I believe ZFS uses LZ4 to tests a block for compressibility.  If the block can be compressed more than 12.5%, ZFS will compress that block with the chosen compression algorithm.  There will probably be no noticable overhead with lz4 or zstd, but the compression ratio won't be much (it's only 1.02 on my media files) 

Re: deduplicate files -> and create symlinks / softlinks instead

Reply #31
Big deal?
If you've reached the point where this deduplication scheme makes more sense than buying more storage, it probably is a big deal to you.

Enabling compression on a file system where most of the content is incompressible? How good is ZFS at giving up on compressing a block? This could become more expensive in CPU, than half a percent disk size?
ZFS gives you the choice of several different compression strategies, so you can tune it according to how much CPU time you're willing to spend. For this particular setup of only compressed lossless audio files, ZLE is probably the best choice; it'll compress the padding without attempting to compress anything else.

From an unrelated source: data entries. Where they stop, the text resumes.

PR #5040, opened 2026-06-09
fix(crons): tolerate invalid jobs in jobs.json instead of failing all

### LINKED ISSUE #4835: [Bug] One invalid job in jobs.json causes entire workspace to fail
## Description

When `jobs.json` contains one invalid job (e.g., missing required field `session_id`), the entire workspace fails to start.

## Evidence

```
ERROR | Failed to start service cron_manager: 1 validation error for JobsFile
jobs.14.dispatch.target.session_id - Field required
```

## Expected Behavior
- Skip invalid jobs, load valid ones
- Log errors for invalid jobs
- Workspace should start with valid jobs only

## Actual Behavior
- Entire workspace fails to start
- Console stuck loading indefinitely

## Impact
One typo in one job breaks the entire system.

ly-wang19:
Fixes #4835

## What

`JsonJobRepository.load()` parsed `jobs.json` with `JobsFile.model_validate(data)`, which validates the whole file atomically.

## Why it's a bug

A single malformed job — e.g. one missing `dispatch.target.session_id` — makes pydantic raise `ValidationError` for the entire `JobsFile`, so `load()` raises, `cron_manager` fails to start, and the whole workspace hangs (Console stuck loading):

```
ERROR | Failed to start service cron_manager: 1 validation error for JobsFile
jobs.14.dispatch.target.session_id - Field required
```

One typo in one job breaks the entire system.

## Fix

Keep the fast path; on `ValidationError`, fall back to per-job validation — load the valid jobs, skip the invalid ones, and log each drop. This matches the behavior requested in the issue (skip invalid, load valid, log errors). Well-formed files are unaffected.

## Tests

Added `tests/unit/app/crons/test_json_repo.py`:
- mixed valid + invalid → keeps only the valid job
- all valid → unchanged
- only invalid → empty (no crash)

## Local checks

- `pytest tests/unit/app/crons/test_json_repo.py` — **3 passed**

### DIFF
--- a/src/qwenpaw/app/crons/repo/json_repo.py
+++ b/src/qwenpaw/app/crons/repo/json_repo.py
@@ -8,10 +8,13 @@ import os
 import shutil
 import uuid
 from pathlib import Path
+from typing import Any
 from urllib.parse import quote
 
+from pydantic import ValidationError
+
 from .base import BaseJobRepository
-from ..models import CronExecutionRecord, JobsFile
+from ..models import CronExecutionRecord, CronJobSpec, JobsFile
 
 logger = logging.getLogger(__name__)
 
@@ -44,7 +47,43 @@ class JsonJobRepository(BaseJobRepository):
             return JobsFile(version=1, jobs=[])
 
         data = json.loads(self._path.read_text(encoding="utf-8"))
-        return JobsFile.model_validate(data)
+        try:
+            return JobsFile.model_validate(data)
+        except ValidationError:
+            # A single malformed job must not break the whole workspace:
+            # keep the valid jobs, drop the invalid ones, and log each drop
+            # so it stays visible (issue #4835).
+            return self._load_tolerant(data)
+
+    def _load_tolerant(self, data: Any) -> JobsFile:
+        """Build a JobsFile, skipping jobs that fail validation."""
+        if not isinstance(data, dict):
+            logger.error(
+                "jobs file %s is not a JSON object; starting with no jobs",
+                self._path,
+            )
+            return JobsFile(version=1, jobs=[])
+
+        raw_jobs = data.get("jobs")
+        if not isinstance(raw_jobs, list):
+            raw_jobs = []
+
+        jobs: list[CronJobSpec] = []
+        for index, raw in enumerate(raw_jobs):
+            try:
+                jobs.append(CronJobSpec.model_validate(raw))
+            except ValidationError as exc:
+                logger.error(
+                    "Skipping invalid job at index %d in %s: %s",
+                    index,
+                    self._path,
+                    exc,
+                )
+
+        version = data.get("version", 1)
+        if not isinstance(version, int):
+            version = 1
+        return JobsFile(version=version, jobs=jobs)
 
     async def save(self, jobs_file: JobsFile) -> None:
         self._path.parent.mkdir(parents=True, exist_ok=True)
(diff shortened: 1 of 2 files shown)


lalaliat:
@ly-wang19 
Thank you for your contribution. However, regarding the original issue, the core concern is that `jobs.json` should not have missing entries under normal circumstances. Therefore, we will hold off on the fix until we fully understand the root cause of the issue. Thank you!

ly-wang19:
Thanks @lalaliat, that's fair — agreed that understanding *why* `jobs.json` gets an invalid entry is the more important fix, and a tolerance layer shouldn't mask that. I'll defer to you on the root-cause work. One small note in case it's useful: even with correct writers, a manually-edited or partially-written file could corrupt a single entry, so graceful degradation might be a reasonable backstop regardless. Happy to hold or close — whatever you prefer.

ly-wang19:
Following up on the root cause you raised (why would `jobs.json` contain an invalid entry under normal circumstances). I dug into it:

- `jobs.json` is only ever written by `JsonJobRepository.save()`, which serializes an already-validated `JobsFile` (`model_dump`). So a normal write **cannot** produce a job missing `dispatch.target.session_id`.
- `app/migration.py` only **ensures the file exists** (creates an empty `{"version": 1, "jobs": []}` if missing) — there is **no content/schema migration** for existing job entries.
- The cron dispatch/session schema has evolved over time (e.g. channel-based session isolation in #4117; there's already a `weixin:` → `wechat:` `session_id` rewrite in `migrate_legacy_weixin_jobs_file`).

So invalid entries don't arise during normal operation — they arise **across upgrades**: an entry written under an older schema becomes invalid under the current one, with no migration to repair it (or from a manual edit / interrupted write).

That suggests two complementary fixes:
1. **A `jobs.json` content migration** that repairs or drops entries failing validation on upgrade (the proper root-cause fix), and/or
2. **Tolerant loading (this PR)** as a backstop so one bad entry never takes down the whole workspace.

Happy to implement whichever you prefer — including adding the migration in (1) if that's the direction you'd like.

lalaliat (commented):
Thank you for your contribution! Please check and solve comments raised by Copilot. BTW, please remove the test file before merging. Thank you!

maximilize:
Triage note: #5040 and #5347 overlap — both fix the same root cause (#4835: one invalid entry in `jobs.json` blocks workspace startup), at different layers, and they conflict textually (both edit the imports in `src/qwenpaw/app/crons/repo/json_repo.py`), so only one should land.

Suggest preferring **#5040**: it hardens the actual read path — `load()` (`json_repo.py:42-47`) — so invalid jobs are tolerated everywhere, and it ships tests. #5347's startup migration leaves `load()` fragile, but its backup-before-discard (`.invalid-jobs.bak`) is worth folding in, since #5040 drops invalid jobs with no recoverable copy.

One gap in both: `json.loads()` at `json_repo.py:46` runs before the validation `try`, so a truncated/corrupt file still crashes `load()`. Catching `JSONDecodeError` there too would fully close #4835.

lalaliat:
Thank you for your contribution! However, due to the lack of response to feedback over an extended period and the fact that this PR now has conflicts with the main branch, we are temporarily closing it. Additionally, the original issue does not occur under normal usage conditions. We truly appreciate your effort, and we look forward to your future ideas!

But, but: If FS deduplication spends effectively no additional space on a block of zeroes, cannot you just pad megabytes between tags and audio and they will be deduplicated away?
But then "copying" to a different file system (w/o compression) should likely be done with metaflac instead of copy.
You could do that, but I'm not sure why you'd put so much effort into speeding up tagging when you'll probably spend more time listening to your music than tagging it.